The Broader Significance
This message exemplifies a pattern seen throughout high-stakes engineering projects: the tension between the theoretically optimal path and the pragmatically executable one. The assistant's analysis was correct — renting B200 hardware would be faster for the actual training run. But the user recognized that "faster for training" doesn't account for the setup cost, the debugging cost, and the opportunity cost of idle team time. By starting implementation immediately, the user converted a recommendation into action, analysis into code, and planning into pipeline.
The message also reveals something about the relationship between the user and the assistant.

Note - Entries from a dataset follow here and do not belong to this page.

PR #798, opened 2026-03-24
test(short-id): add multi-tenant isolation unit tests for scoped counters

lsm:
Proves that short ID counters are scoped per room and do not bleed across
rooms. Covers tasks and goals in Room A vs Room B with independent counters,
cross-room getTaskByShortId/getGoalByShortId returning null, and direct
verification of the short_id_counters table having separate rows per
(entity_type, scope_id) pair.

### DIFF
--- a/packages/daemon/tests/unit/short-id/multi-tenant.test.ts
+++ b/packages/daemon/tests/unit/short-id/multi-tenant.test.ts
@@ -1,0 +1,323 @@
+/**
+ * Multi-tenant isolation tests for short ID counters
+ *
+ * Proves that short ID counters are scoped per room and do not bleed across rooms.
+ * Each (entity_type, scope_id) pair has its own independent counter row.
+ */
+
+import { describe, expect, it, beforeEach, afterEach } from 'bun:test';
+import { Database } from 'bun:sqlite';
+import { TaskRepository } from '../../../src/storage/repositories/task-repository';
+import { GoalRepository } from '../../../src/storage/repositories/goal-repository';
+import { ShortIdAllocator } from '../../../src/lib/short-id-allocator';
+import { noOpReactiveDb } from '../../helpers/reactive-database';
+
+function makeDb(): Database {
+	const db = new Database(':memory:');
+	db.exec(`
+		CREATE TABLE tasks (
+			id TEXT PRIMARY KEY,
+			room_id TEXT NOT NULL,
+			title TEXT NOT NULL,
+			description TEXT NOT NULL,
+			status TEXT NOT NULL DEFAULT 'pending',
+			priority TEXT NOT NULL DEFAULT 'normal',
+			task_type TEXT NOT NULL DEFAULT 'coding',
+			assigned_agent TEXT DEFAULT 'coder',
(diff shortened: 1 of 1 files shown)


lsm (commented):

**Recommendation: APPROVE**

This is a well-structured and thorough test file that directly proves the multi-tenant isolation property of short ID counters. All 14 tests pass. Below are my detailed findings.

### What was verified

- Test schema (`short_id_counters` PK, `tasks`/`goals` tables) matches the production migration 47/48 schema exactly.
- `ShortIdAllocator.allocate()` uses `INSERT ... ON CONFLICT(entity_type, scope_id) DO UPDATE SET counter = counter + 1` with `RETURNING counter`, which is the correct atomic upsert for scoped isolation.
- `TaskRepository.createTask()` and `GoalRepository.createGoal()` both pass `roomId` as the `scopeId` to `allocator.allocate()`, confirming scope is per-room.
- `getTaskByShortId()` and `getGoalByShortId()` both filter by `room_id` in their WHERE clause, confirming lookup isolation.
- The `noOpReactiveDb` stub is appropriate for repository-level unit tests that do not need change notification.

### Test coverage assessment

The 14 tests across 4 describe blocks cover the key isolation properties:

1. **Independent counters per room** (tasks: lines 107-131, goals: lines 196-215) -- verified by creating tasks/goals in two rooms and asserting sequential short IDs start from 1 independently.
2. **Different UUIDs for same short ID** (lines 133-141, 196-203) -- confirms t-1/g-1 in Room A and Room B resolve to different underlying records.
3. **Cross-room lookup returns null** (lines 143-173, 230-238) -- verifies `getTaskByShortId` and `getGoalByShortId` are room-scoped and cannot see another room's entities.
4. **Entity type independence** (lines 241-254) -- task and goal counters do not interfere within the same room.
5. **Direct table verification** (lines 257-297) -- queries `short_id_counters` directly to confirm 4 distinct rows with correct counter values.
6. **PK constraint enforcement** (lines 299-309) -- proves duplicate PK insertion throws, confirming the schema-level isolation guarantee.
7. **getCounter API** (lines 312-321) -- verifies the `getCounter()` public method returns correct per-room state.

### Minor observations (P3)

- **Table schema duplication**: The `makeDb()` function duplicates the `tasks`, `goals`, and `short_id_counters` table schemas. The sibling file `allocator.test.ts` has its own `makeDb()` with just `short_id_counters`. A shared schema helper could reduce drift risk, but this is a minor maintenance concern and the current approach is clear and self-contained.
- **Only two rooms tested**: The tests use exactly 2 rooms (ROOM_A, ROOM_B). While this is sufficient to prove isolation, adding a 3rd room in at least one test would further guard against off-by-one or hardcoded assumptions. The `getCounter` test at line 320 partially addresses this with `'room-c-uuid-0003'` for the "never used" case.

### Conclusion

The implementation correctly and comprehensively proves that short ID counters are scoped per room and do not bleed across rooms. The tests are well-organized, cover both tasks and goals, verify at multiple layers (API, direct DB query, PK constraint), and align perfectly with the production schema and allocator logic.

The user doesn't micromanage — there's no specification of which scripts to write, what parameters to use, or how to structure the pipeline. Instead, the user sets a clear strategic direction (implement now, port later) and trusts the assistant to execute. The "write down notes" instruction is the only operational detail, and it's a wise one.
In the subsequent messages, the assistant builds the entire pipeline, tests each stage, discovers and patches multiple API incompatibilities, and documents everything. The hidden state extraction test reveals that the speculators library needs patches for both the SchedulerConfig API change and the Kimi-K2.5 multimodal wrapper structure. These are exactly the kinds of issues that would have been far more costly to discover on rented B200 hardware. The user's decision to "start implementing on our existing machine" saved not just time and money, but also preserved the team's ability to iterate quickly on fixes.
This message, in short, is the moment when a project about profiling and analysis became a project about building and shipping. It is the pivot from knowing to doing.